Thanks, I had not run across the Gondola yet but have found a few, one I really like is not yet available and worse has compatiblity with a dropper, dropped. I'll post up what I find and do, as things develop.


----------



## bikeny (Feb 26, 2004)

Also, check out the following:

Bedrock Black Dragon: Black Dragon Dropper Seat Bag - Bedrock Bags

Porcelain Rocket Mr. Fusion mini: https://www.porcelainrocket.com/collections/store/products/mr-fusion-mini

Porcelain Rocket Charlene: https://www.porcelainrocket.com/collections/store/products/charlene

Rogue Panda Ripsey: http://www.roguepanda.com/shop/ripsey-seatbag/

Some of those are dropper compatible, some are not, but I think all of them need 6" or less from saddle rails to the tire, so should fit.


----------



## crossup (May 13, 2009)

Checked all those out and spoke with the Rogue Panda people, I think the Ripsey is my best option. I just wish they also showed the colors, but thats a small thing. Hardest thing is to decide if DFC is worth the risk...I just hacked off several ounces with a Ti shock spring which I need because I'm heavier than when I chose the initial spring rate and with 30lbs+ on top of that it was putting my already low bottom bracket into the weeds.


----------



## bikeny (Feb 26, 2004)

crossup said:


> Checked all those out and spoke with the Rogue Panda people, I think the Ripsey is my best option. I just wish they also showed the colors, but thats a small thing. Hardest thing is to decide if DFC is worth the risk...I just hacked off several ounces with a Ti shock spring which I need because I'm heavier than when I chose the initial spring rate and with 30lbs+ on top of that it was putting my already low bottom bracket into the weeds.

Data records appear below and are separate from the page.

PR #5074, opened 2023-10-12
WAITP-1458 Detach Timor-Leste from entity hierarchies

EMcQ-BES:
### Changes:

- Migration to remove `Timor-Leste` from entity hierarchies

We don't display `Timor-Leste` in the frontend for historic reasons. Let's just remove it from the hierarchies for the future


tcaiger (approved):
Looks good to me - thanks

Good choice if you go with Rogue Panda. Nick makes quality stuff and has great customer service. I have a Picketpost seatbag and a couple of accessory bags from him, all good stuff. Also read this if you haven't seen it yet:

Rogue Panda Designs, Bricks and Bikepacking - BIKEPACKING.com

What's DFC?


----------



## crossup (May 13, 2009)

My bad DCF....Dyneema Composite Fabric


----------



## justsellbrgs (Aug 21, 2014)

Rockgeist


----------



## bikeny (Feb 26, 2004)

Another option that was just announced from Revelate:

Revelate Vole Review: 11th Time's a Charm. - BIKEPACKING.com


----------



## NickSmolinske (Mar 8, 2008)

crossup said:


> Checked all those out and spoke with the Rogue Panda people, I think the Ripsey is my best option. I just wish they also showed the colors, but thats a small thing.


Sorry we don't have the colors on the website (they used to be there but it broke with a plugin update ... hopefully we'll get them back soon). In the meantime here's everything but orange and teal:


----------



## charcist (May 29, 2007)

I recently purchased the Bedrock Black Dragon and used it on a dropper post for a Kokopelli bikepack trip. It is used with a Valais seatpost clamp which reduces your available seatpost drop by an inch. The Black Dragon worked like a charm.


----------



## crossup (May 13, 2009)

Thanks Nick, I got the Gray several weeks ago from you, with a pinkish Titanium colored frame there was not much hope there would be a better choice. The straight CAMO actually has a bit of a match but I'm not trying to be stealth


----------